Welcome to MSDN Blogs Sign in | Join | Help

Technical Improvements in the Open XML SDK

Sometimes I get to write a blog post that is really fun to write, and this is one of them.  This particular subject started brewing in my mind last November and December, before I started in my current job.  At the time, I was writing some code to see the most effective and approachable way to access Open XML documents using LINQ to XML.

One of the problems that I ran into is that after I had populated an XML tree from a part, there was no good place to keep that populated XDocument.  It would be possible to keep it in a dictionary, and then look it up from the part every time you need it, but this didn't appeal to me.  However, if the Open XML SDK had annotations, in the style of LINQ to XML, then after populating an XDocument from a part, we can attach the XDocument to the part.  Before populating the XDocument, we first check to see if we already have one.  Well, annotations have been added to the April 2008 CTP of the Open XML SDK.
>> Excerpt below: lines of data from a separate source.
PR #2822, opened 2023-10-19
Enable flake8-pytest-style

CoolCat467:
This PR enables the flake8-pytest-style ruff rule.


TeamSpen210:
Setting the [fixture-parentheses](https://docs.astral.sh/ruff/settings/#flake8-pytest-style-fixture-parentheses) option to `false` in `pyproject.toml` will make Ruff use `@pytest.fixture`, and instead warn if empty parentheses are used. It's probably better to be configuring linters to match project conventions, when the existing code is perfectly correct.

pyproject.toml
```diff
@@ -135,6 +136,9 @@ extend-exclude = [
 [tool.ruff.isort]
 combine-as-imports = true
 
+[tool.ruff.flake8-pytest-style]
+fixture-parentheses = false
```
webknjaz, line 140: :tada:

I also like the setting that forces using a sequence of strings in parametrize rather than a comma-separated string...

trio/_core/_tests/test_instrumentation.py
```diff
@@ -255,7 +255,7 @@ def after_run(self) -> NoReturn:
             raise ValueError("oops")
 
     async def main() -> None:
-        with pytest.raises(ValueError):
+        with pytest.raises(ValueError, match="oops"):
```
webknjaz, line 258: People keep forgetting that it's a regex. Could we make that explicit?
```suggestion
        with pytest.raises(ValueError, match="^oops$"):
```

trio/_core/_tests/test_io.py
```diff
@@ -319,7 +319,7 @@ async def test_wait_on_invalid_object() -> None:
             fileno = s.fileno()
         # We just closed the socket and don't do anything else in between, so
         # we can be confident that the fileno hasn't be reassigned.
-        with pytest.raises(OSError):
+        with pytest.raises(OSError, match="Bad file descriptor"):
```
webknjaz, line 322:
```suggestion
        with pytest.raises(OSError, match="^Bad file descriptor$"):
```

trio/_tests/tools/test_mypy_annotate.py
```diff
@@ -13,7 +13,7 @@
 
 
 @pytest.mark.parametrize(
-    "src, expected",
+    ("src", "expected"),
```
webknjaz, line 16: :rocket:

trio/_tests/test_windows_pipes.py
```diff
@@ -45,9 +45,9 @@ async def test_pipe_error_on_close() -> None:
     assert kernel32.CloseHandle(_handle(r))
     assert kernel32.CloseHandle(_handle(w))
 
-    with pytest.raises(OSError):
+    with pytest.raises(OSError, match="TODO: replace with exception"):
         await send_stream.aclose()
-    with pytest.raises(OSError):
+    with pytest.raises(OSError, match="TODO: replace with exception"):
```
webknjaz, line 50: Could you turn all the `match=` arg values into full start-to-end matching regexps?

CoolCat467:
Interesting, the pypy-3.9 runner is segfaulting inside pytest from a `from .test_socket import setsockopt_tests` line. Any ideas?

src/trio/_tests/test_socket.py
```diff
@@ -819,7 +834,8 @@ async def test_address_in_socket_error() -> None:
         try:
             await sock.connect((address, 2))
         except OSError as e:
-            assert any(address in str(arg) for arg in e.args)
+            # the noqa is "Found assertion on exception `e` in `except` block"
+            assert any(address in str(arg) for arg in e.args)  # noqa: PT017
```
jakkdl, line 838: It wants you to do this:
```python
with pytest.raises(OSError, match=...) as excinfo:
  ...
assert any(... for arg in excinfo.value.args)
```

Looks like there's a few more instances of PT017 you can fix similarly

src/trio/_tests/test_socket.py
```diff
@@ -1116,7 +1132,8 @@ async def test_many_sockets() -> None:
         try:
             a, b = stdlib_socket.socketpair()
         except OSError as e:  # pragma: no cover
-            assert e.errno in (errno.EMFILE, errno.ENFILE)
+            # the noqa is "Found assertion on exception `e` in `except` block"
+            assert e.errno in (errno.EMFILE, errno.ENFILE)  # noqa: PT017
```
jakkdl, line 1136: .

src/trio/_core/_tests/test_run.py
```diff
@@ -140,7 +140,8 @@ async def erroring() -> NoReturn:
         async with _core.open_nursery() as nursery:
             nursery.start_soon(erroring)
     except ValueError as e:
-        assert e is exc
+        # the noqa is for "Found assertion on exception `multi_exc` in `except` block"
+        assert e is exc  # noqa: PT017
```
jakkdl, line 145: .

src/trio/_core/_tests/test_run.py
```diff
@@ -456,7 +457,8 @@ async def crasher() -> NoReturn:
                 # nursery block exited, all cancellations inside the
                 # nursery block continue propagating to reach the
                 # outer scope.
-                assert len(multi_exc.exceptions) == 4
+                # the noqa is for "Found assertion on exception `multi_exc` in `except` block"
+                assert len(multi_exc.exceptions) == 4  # noqa: PT017
```
jakkdl, line 461: oh derp, I should've thought of this one myself. You can leave this one as a `noqa` though and let me handle it in the multierror PRs

src/trio/_core/_tests/test_multierror.py
```diff
@@ -136,7 +136,7 @@ async def test_MultiErrorNotHashable() -> None:
     assert exc1 != exc2
     assert exc1 != exc3
 
-    with pytest.raises(MultiError):
+    with pytest.raises(MultiError):  # noqa: PT012
```
jakkdl, line 139: PT012 is a bit of a pain when `trio` so often tests context managers, so not entirely sure it's worth having enabled. It did catch a couple ugly cases this one time though.

src/trio/_tests/test_highlevel_socket.py
```diff
@@ -283,7 +289,7 @@ async def accept(self) -> tuple[SocketType, object]:
 
     for code in [errno.EMFILE, errno.EFAULT, errno.ENOBUFS]:
         with assert_checkpoints():
-            with pytest.raises(OSError) as excinfo:
+            with pytest.raises(OSError) as excinfo:  # noqa: PT011  # missing `match`
                 await listener.accept()
             assert excinfo.value.errno == code
```
jakkdl, line 294:
```python
for code, match in zip((errno.EMFILE, errno.EFAULT, errno.ENOBUFS), ("Out of file descriptors", "attempt to write to read-only memory", "out of buffers"):
  with assert_checkpoints():
    with pytest.raises(OSError, match=match) as excinfo:
      ...
    ...
```
should work?

src/trio/_tests/test_socket.py
```diff
@@ -648,11 +648,20 @@ async def res(
                 )
                 netlink_sock.close()
 
-            with pytest.raises(ValueError):
+            with pytest.raises(
+                ValueError,
+                match=r"^address should be a \(host, port(, \[flowinfo, \[scopeid\]\])*\) tuple$",
```
jakkdl, line 653: could save this in a string variable and reuse it

src/trio/_tests/test_subprocess.py
```diff
@@ -339,15 +338,30 @@ async def test_run() -> None:
     # invalid combinations
     with pytest.raises(UnicodeError):
         await run_process(CAT, stdin="oh no, it's text")
-    with pytest.raises(ValueError):
+    with pytest.raises(
+        ValueError,
+        match=r"^stdout=subprocess\.PIPE is only valid with nursery\.start, since that's the only way to access the pipe(; use nursery\.start or pass the data you want to write directly)*$",
```
jakkdl, line 343: this string also makes sense to save in a variable and reuse

jakkdl (commented):
A couple nits, but overall great!

Going to be a ton of merge conflicts though :upside_down_face:

jakkdl:
> Interesting, the pypy-3.9 runner is segfaulting inside pytest from a `from .test_socket import setsockopt_tests` line. Any ideas?
> 
> Edit: https://github.com/python-trio/trio/actions/runs/7054572593/job/19203654087

it worked on a rerun... :woman_shrugging:

src/trio/_tests/test_highlevel_socket.py
webknjaz: By the way, it could be useful to have `@pytest.mark.parametrize` or `pytest-subtests` here so that separate checks would show up in the test report distinctly.

webknjaz:
> > Interesting, the pypy-3.9 runner is segfaulting inside pytest from a `from .test_socket import setsockopt_tests` line. Any ideas?
> > Edit: [python-trio/trio/actions/runs/7054572593/job/19203654087](https://github.com/python-trio/trio/actions/runs/7054572593/job/19203654087)
> 
> it worked on a rerun... 🤷‍♀️

I've been observing flaky PyPy 3.9 segfaults on GHA in other projects FTR.

src/trio/_tests/test_socket.py
CoolCat467: This one is quite interesting actually. This one is a loop that breaks prematurely only if the kernel responds with an `Out of socket file ids` error.

src/trio/_tests/test_subprocess.py
CoolCat467: Changed in f89cd0a

src/trio/_tests/test_socket.py
CoolCat467: Changed in f89cd0a

src/trio/_tests/test_highlevel_socket.py
CoolCat467: Changed in f89cd0a. I didn't do the parameterize because it would be a lot of setup code re-running, but if this is important I can still change it.

src/trio/_core/_tests/test_run.py
CoolCat467: Changed in f89cd0a

src/trio/_tests/test_socket.py
CoolCat467: Changed in f89cd0a

src/trio/_tests/test_socket.py
jakkdl: hmm, this is a weird test. it loops `_x` until it gets `total//2-1` unless it throws an exception - ~~in which case it'd break and then the test would fail later in the last~~ nowait that's just a print! That print should totally be inside the `except` catcher and `_x` can be renamed to `_`. Probably also a `pragma: no cover`? codecov is acting weird so idk if it's getting covered or not.

Okay, so, it loops until it fails to create a socket - or it hits `total//2`. So supposedly it's not an error if it raises earlier, nor is it a problem if it doesn't raise, which means that `pytest.raises` is not relevant.

It'd maybe be nice to add some comments. Why `pytest.raises` isn't relevant, and maybe also nice to add that EMFILE is "Too many open files" and ENFILE is "File table overflow".

jakkdl (approved):
Can *probably* ignore the codecov check failing, but it might be nice to make use of it to check out what's not properly getting run - and figure out if it should have `pragma: no cover` or if you messed with some check that now doesn't run anymore.

src/trio/_tests/test_socket.py
CoolCat467: Fixed I think with 48b771b4

jakkdl:
I fixed the codecov fails - this PR didn't touch any of those files, but it changed the length of the files which modified the % of misses in the files, which caused it to fail :upside_down_face:

So, unrelated, but:
@agronholm looking at `git blame` it looks like your code for testing `open_tcp_listeners` have had dead code since inception. It always has an `ExceptionGroup` as the `__cause__`:
https://github.com/python-trio/trio/blob/60b9e1423b5f1a80798e214af96926a80c7d94d2/src/trio/_highlevel_open_tcp_listeners.py#L166-L173
but the code testing it (that I removed in my commit) has a branch for if the `__cause__` is not wrapped in an exceptiongroup:
https://github.com/python-trio/trio/blob/master/src/trio/_tests/test_highlevel_open_tcp_listeners.py#L326-L335

I don't really see much any upside to changing the behaviour, but that could be done easily, so I opted to simply remove the redundant test code.

jakkdl:
ah no, it was codecov apparently being smart enough to figure out that the assertion in the test was irrelevant given that the `raises` now has a `match=` ?!

jakkdl:
I would like to merge this unless somebody else wants to review

TeamSpen210 (approved):
Looks all good. Perhaps we might want to enable the other config too to prevent parentheses in `@pytest.mark.whatever()` also, but not important.

CoolCat467:
> Perhaps we might want to enable the other config too to prevent parentheses in `@pytest.mark.whatever()` also, but not important.

I think this PR is a bit big, if we would like to later I think another PR would be best.

CoolCat467:
Merging, we have two approvals.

This makes it easier to deal with the XML contained in the parts.  All a developer needs to do is to load the WordprocessingDocument, and get the XDocument for specific parts as necessary.  If the XDocument has already been loaded, the work to load it will not be repeated.

There are more sophisticated uses of this new feature.  One possible enhancement: automatically reserialize the XDocument objects back to the package if the XDocument was changed.  I'll be blogging more on this.

In the following example, I've written an extension method, GetXDocument, that you can call on any OpenXmlPart.  You can see how this method uses annotations.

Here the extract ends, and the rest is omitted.